THE PROBLEM: Please return each line of the listing exactly as given.

──────────

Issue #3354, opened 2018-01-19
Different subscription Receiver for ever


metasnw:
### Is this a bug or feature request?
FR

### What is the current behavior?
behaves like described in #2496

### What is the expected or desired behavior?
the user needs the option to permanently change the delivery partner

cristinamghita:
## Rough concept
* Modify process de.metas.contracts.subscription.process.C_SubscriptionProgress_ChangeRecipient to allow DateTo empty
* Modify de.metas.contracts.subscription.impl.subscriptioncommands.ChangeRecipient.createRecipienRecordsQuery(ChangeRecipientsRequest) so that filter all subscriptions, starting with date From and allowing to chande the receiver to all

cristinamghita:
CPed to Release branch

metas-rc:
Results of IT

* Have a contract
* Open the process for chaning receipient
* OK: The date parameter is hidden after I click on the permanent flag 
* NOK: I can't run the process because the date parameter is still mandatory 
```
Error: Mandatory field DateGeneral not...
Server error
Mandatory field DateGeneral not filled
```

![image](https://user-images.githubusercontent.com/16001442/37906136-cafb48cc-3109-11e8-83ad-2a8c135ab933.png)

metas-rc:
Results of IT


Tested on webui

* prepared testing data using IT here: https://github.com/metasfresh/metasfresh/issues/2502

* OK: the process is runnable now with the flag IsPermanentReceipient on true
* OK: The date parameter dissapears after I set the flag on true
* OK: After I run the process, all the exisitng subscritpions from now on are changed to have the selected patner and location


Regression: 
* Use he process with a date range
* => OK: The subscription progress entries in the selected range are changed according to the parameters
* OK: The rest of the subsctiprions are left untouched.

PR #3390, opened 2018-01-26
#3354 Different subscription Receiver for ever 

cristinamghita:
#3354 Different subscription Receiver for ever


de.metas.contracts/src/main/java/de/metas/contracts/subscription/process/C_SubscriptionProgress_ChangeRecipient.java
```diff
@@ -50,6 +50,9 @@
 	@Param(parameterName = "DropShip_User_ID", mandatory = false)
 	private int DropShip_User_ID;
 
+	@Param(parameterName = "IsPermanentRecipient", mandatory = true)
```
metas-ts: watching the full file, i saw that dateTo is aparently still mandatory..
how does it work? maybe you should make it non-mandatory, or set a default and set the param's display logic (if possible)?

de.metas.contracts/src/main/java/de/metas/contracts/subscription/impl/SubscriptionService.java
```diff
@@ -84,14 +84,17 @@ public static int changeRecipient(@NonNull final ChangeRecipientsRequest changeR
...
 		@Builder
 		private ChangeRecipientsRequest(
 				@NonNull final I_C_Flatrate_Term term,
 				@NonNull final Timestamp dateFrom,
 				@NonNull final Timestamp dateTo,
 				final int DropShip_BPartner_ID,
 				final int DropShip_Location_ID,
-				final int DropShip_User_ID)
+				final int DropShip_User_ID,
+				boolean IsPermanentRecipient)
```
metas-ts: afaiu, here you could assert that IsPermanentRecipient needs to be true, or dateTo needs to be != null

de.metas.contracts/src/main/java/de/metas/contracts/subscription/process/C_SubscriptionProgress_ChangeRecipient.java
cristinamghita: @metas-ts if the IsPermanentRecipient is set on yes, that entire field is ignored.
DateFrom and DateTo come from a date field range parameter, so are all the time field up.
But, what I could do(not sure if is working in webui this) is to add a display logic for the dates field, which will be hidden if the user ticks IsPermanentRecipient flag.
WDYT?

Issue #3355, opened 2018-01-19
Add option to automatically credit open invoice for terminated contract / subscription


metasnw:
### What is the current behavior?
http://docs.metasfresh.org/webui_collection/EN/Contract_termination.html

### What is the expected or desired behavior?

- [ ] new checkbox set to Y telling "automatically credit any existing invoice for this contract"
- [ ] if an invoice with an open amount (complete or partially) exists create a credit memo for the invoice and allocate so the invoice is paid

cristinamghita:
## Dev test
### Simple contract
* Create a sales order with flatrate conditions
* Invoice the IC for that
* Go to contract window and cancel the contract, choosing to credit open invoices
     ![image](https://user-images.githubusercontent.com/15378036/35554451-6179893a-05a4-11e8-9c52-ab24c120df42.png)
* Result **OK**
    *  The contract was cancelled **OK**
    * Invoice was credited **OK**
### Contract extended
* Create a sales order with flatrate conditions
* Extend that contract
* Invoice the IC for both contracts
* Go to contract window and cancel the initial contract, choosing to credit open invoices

──────────

EXERCISE RESPONSE:
Issue #3354, opened 2018-01-19
Different subscription Receiver for ever


metasnw:
### Is this a bug or feature request?
FR

### What is the current behavior?
behaves like described in #2496

### What is the expected or desired behavior?
the user needs the option to permanently change the delivery partner

cristinamghita:
## Rough concept
* Modify process de.metas.contracts.subscription.process.C_SubscriptionProgress_ChangeRecipient to allow DateTo empty
* Modify de.metas.contracts.subscription.impl.subscriptioncommands.ChangeRecipient.createRecipienRecordsQuery(ChangeRecipientsRequest) so that filter all subscriptions, starting with date From and allowing to chande the receiver to all

cristinamghita:
CPed to Release branch

metas-rc:
Results of IT

* Have a contract
* Open the process for chaning receipient
* OK: The date parameter is hidden after I click on the permanent flag 
* NOK: I can't run the process because the date parameter is still mandatory 
```
Error: Mandatory field DateGeneral not...
Server error
Mandatory field DateGeneral not filled
```

![image](https://user-images.githubusercontent.com/16001442/37906136-cafb48cc-3109-11e8-83ad-2a8c135ab933.png)

metas-rc:
Results of IT


Tested on webui

* prepared testing data using IT here: https://github.com/metasfresh/metasfresh/issues/2502

* OK: the process is runnable now with the flag IsPermanentReceipient on true
* OK: The date parameter dissapears after I set the flag on true
* OK: After I run the process, all the exisitng subscritpions from now on are changed to have the selected patner and location


Regression: 
* Use he process with a date range
* => OK: The subscription progress entries in the selected range are changed according to the parameters
* OK: The rest of the subsctiprions are left untouched.

PR #3390, opened 2018-01-26
#3354 Different subscription Receiver for ever 

cristinamghita:
#3354 Different subscription Receiver for ever


de.metas.contracts/src/main/java/de/metas/contracts/subscription/process/C_SubscriptionProgress_ChangeRecipient.java
```diff
@@ -50,6 +50,9 @@
 	@Param(parameterName = "DropShip_User_ID", mandatory = false)
 	private int DropShip_User_ID;
 
+	@Param(parameterName = "IsPermanentRecipient", mandatory = true)
```
metas-ts: watching the full file, i saw that dateTo is aparently still mandatory..
how does it work? maybe you should make it non-mandatory, or set a default and set the param's display logic (if possible)?

de.metas.contracts/src/main/java/de/metas/contracts/subscription/impl/SubscriptionService.java
```diff
@@ -84,14 +84,17 @@ public static int changeRecipient(@NonNull final ChangeRecipientsRequest changeR
...
 		@Builder
 		private ChangeRecipientsRequest(
 				@NonNull final I_C_Flatrate_Term term,
 				@NonNull final Timestamp dateFrom,
 				@NonNull final Timestamp dateTo,
 				final int DropShip_BPartner_ID,
 				final int DropShip_Location_ID,
-				final int DropShip_User_ID)
+				final int DropShip_User_ID,
+				boolean IsPermanentRecipient)
```
metas-ts: afaiu, here you could assert that IsPermanentRecipient needs to be true, or dateTo needs to be != null

de.metas.contracts/src/main/java/de/metas/contracts/subscription/process/C_SubscriptionProgress_ChangeRecipient.java
cristinamghita: @metas-ts if the IsPermanentRecipient is set on yes, that entire field is ignored.
DateFrom and DateTo come from a date field range parameter, so are all the time field up.
But, what I could do(not sure if is working in webui this) is to add a display logic for the dates field, which will be hidden if the user ticks IsPermanentRecipient flag.
WDYT?

Issue #3355, opened 2018-01-19
Add option to automatically credit open invoice for terminated contract / subscription


metasnw:
### What is the current behavior?
http://docs.metasfresh.org/webui_collection/EN/Contract_termination.html

### What is the expected or desired behavior?

- [ ] new checkbox set to Y telling "automatically credit any existing invoice for this contract"
- [ ] if an invoice with an open amount (complete or partially) exists create a credit memo for the invoice and allocate so the invoice is paid

cristinamghita:
## Dev test
### Simple contract
* Create a sales order with flatrate conditions
* Invoice the IC for that
* Go to contract window and cancel the contract, choosing to credit open invoices
     ![image](https://user-images.githubusercontent.com/15378036/35554451-6179893a-05a4-11e8-9c52-ab24c120df42.png)
* Result **OK**
    *  The contract was cancelled **OK**
    * Invoice was credited **OK**
### Contract extended
* Create a sales order with flatrate conditions
* Extend that contract
* Invoice the IC for both contracts
* Go to contract window and cancel the initial contract, choosing to credit open invoices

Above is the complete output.